**Available records:**
PR #1442, opened 2022-05-11
updated the pact test cases to the new sent-referrals

kth13:

updates the pact test for the new API `/sent-referrals/summaries` and remove the pact test for the deprecated API `/sent-referrals`

We have published a new API `/sent-referrals/summaries`, so it requires the pact test to be updated to test the new API. Also, we have deprecated the old API `/sent-referrals`, so it requires the pact test to be removed for that API.

### DIFF
--- a/package.json
+++ b/package.json
@@ -23,6 +23,7 @@
     "start:dev": "npm run build && NODE_ENV=development npm run watch",
     "start:test": "export $(cat test.env) && npm run start",
     "test": "jest --runInBand",
+    "test-debug": "npm test --watch -t",
     "int-test": "cypress run --config video=false",
     "int-test-ui": "cypress open",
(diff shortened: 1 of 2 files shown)


package.json
```diff
@@ -23,6 +23,7 @@
     "start:dev": "npm run build && NODE_ENV=development npm run watch",
     "start:test": "export $(cat test.env) && npm run start",
     "test": "jest --runInBand",
+    "test-debug": "npm test --watch -t",
```
rgforsyth, line 26: was this intended to be left in?

rgforsyth (approved):

package.json
kth13: @rgforsyth It is intended as we felt it will be beneficial later for debugging.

**Brief:** Search the records for the word "summaries", then list every line that has it.

**Answer below:**
updates the pact test for the new API `/sent-referrals/summaries` and remove the pact test for the deprecated API `/sent-referrals`
We have published a new API `/sent-referrals/summaries`, so it requires the pact test to be updated to test the new API. Also, we have deprecated the old API `/sent-referrals`, so it requires the pact test to be removed for that API.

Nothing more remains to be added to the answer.